Without doubt, US retailing and international fashion retailing needs events and openings like this to remind people that retailing - fashion or otherwise - is about inspiration and innovation as much as anything. But what is also significant about this imminent opening is some of the comments made by Sir Philip on what he thinks will guarantee Topshop’s success in probably one of the most challenged retail markets around the world. When asked that question directly at a recent press conference, he stated without hesitation that it was because: “We can work at speed, we have in-house design teams and we are trend-driven”.
What he meant and was really describing was fast fashion and a speed to market wth fast changing collections which many international apparel retailers have mastered. But very few American ones. In a recent publication: “US Fashion Report 2009″ published by global trend analysts WGSN, it states the US fashion retailers have “some way to go” before they match European fast fashion retailers. Yet it is something that has to change if they are to survive.
What this also focusses on is the development of labels and supply chain. The last few weeks have seen a number of significant companies around the world announce that a key area of growth is coming from private label ranges. Allan Leighton, President and deputy chairman of Canadian chain Loblaws, said recently at a conference that: “There is a flight to value and the flight to value is long-haul and not short-haul.

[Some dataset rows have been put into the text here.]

PR #9287, opened 2025-06-22
feat(cli): Add vi mode support

ikuo:

This change introduces optional vi-style keybindings for confirmation prompts navigating menus (`j` and `k`) in the command-line interface. Users can enable this feature by setting the `CLI_VI_MODE` environment variable to `true`. This provides a more familiar and efficient way for users accustomed to vi editors to interact with the CLI.

---

This PR adds unit tests for the new `vi_mode` feature. It ensures that the VI keybindings (`j` and `k`) are correctly handled in confirmation prompts. The PR also includes necessary fixes to existing tests that were broken by the new `config` object being passed to CLI functions to support `vi_mode`.

Key changes:
- Added `tests/unit/test_vi_mode.py` to test the `vi_mode` functionality.
- Updated `tests/unit/test_cli_commands.py` and `tests/unit/test_cli_tui.py` to reflect the new function signatures required for `vi_mode`.

---

Nothing applicable.

### DIFF
--- a/openhands/core/config/openhands_config.py
+++ b/openhands/core/config/openhands_config.py
@@ -5,6 +5,7 @@ from pydantic import BaseModel, Field, SecretStr
 
 from openhands.core import logger
 from openhands.core.config.agent_config import AgentConfig
+from openhands.core.config.cli_config import CLIConfig
 from openhands.core.config.config_utils import (
     OH_DEFAULT_AGENT,
     OH_MAX_ITERATIONS,
@@ -109,10 +110,7 @@ class OpenHandsConfig(BaseModel):
     mcp_host: str = Field(default=f'localhost:{os.getenv("port", 3000)}')
     mcp: MCPConfig = Field(default_factory=MCPConfig)
     kubernetes: KubernetesConfig = Field(default_factory=KubernetesConfig)
-    vi_mode: bool = Field(
-        default=os.environ.get('OPENHANDS_VI_MODE', 'false').lower()
-        in ('true', '1', 't')
-    )
+    cli: CLIConfig = Field(default_factory=CLIConfig)
 
     defaults_dict: ClassVar[dict] = {}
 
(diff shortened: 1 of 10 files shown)


openhands/core/config/openhands_config.py
```diff
@@ -109,6 +109,10 @@ class OpenHandsConfig(BaseModel):
     mcp_host: str = Field(default=f'localhost:{os.getenv("port", 3000)}')
     mcp: MCPConfig = Field(default_factory=MCPConfig)
     kubernetes: KubernetesConfig = Field(default_factory=KubernetesConfig)
+    vi_mode: bool = Field(
+        default=os.environ.get('OPENHANDS_VI_MODE', 'false').lower()
+        in ('true', '1', 't')
+    )
```
xingyaoww: Actually i think you can keep it default to False.

If you set `VI_MODE=true`, it will automatically be picked up by OpenHands configuration system and set this label to true, i just tested with this `VI_MODE=true uvx --python 3.12 --from git+https://github.com/ikuo/OpenHands@feat/cli-vi-mode openhands` and it seems to work pretty well!

xingyaoww: Another slight concern i have is putting `vi_mode` under `OpenHandsConfig` which could make it even more bloated :(

Maybe we could create a new class called "CLIConfig" to put configuration like this that's CLI specific?

xingyaoww (approved):
Thanks for your contribution! This looks pretty clean and good -- mainly have concerns on the configuration part

openhands/core/config/openhands_config.py
ikuo: @xingyaoww Thank you for the feedback!
I've put `vi_mode` under `CLIConfig` and tweaked the code at [b4e9bd4](https://github.com/All-Hands-AI/OpenHands/pull/9287/commits/b4e9bd4bf03761a2100f81771e2f8612e606772a).
Additionally, to align with the style of use of environment variable, I'v renamed `OPENHANDS_VI_MODE` to `CLI_VI_MODE`.

I've confirmed that vi_mode defaults to `False` by testing with and without `CLI_VI_MODE` variable.

I hope this makes sense.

This is not going to be a temporary thing that happens for two or three months”. For Loblaws, as with many retailers, the best way to offer value and to build loyalty and a point of difference is through private label. Its President’s Choice brand does just that, as does Topshop for Sir Philip’s customers.
To get that speed, exclusivity and the all important margin, retailers are having to put renewed focus on their supply chain. The supply chain is always key but never more so than now. The currency swings around the world and the strengthening dollar are really hurting retailers that bought forward when the dollar was weak. Their only place to go - apart from looking for further help from suppliers - is to look for great speed and efficiency from the supply chain.
And from Sir Philip’s comments on what makes the difference at Topshop, this is clearly what he understands too.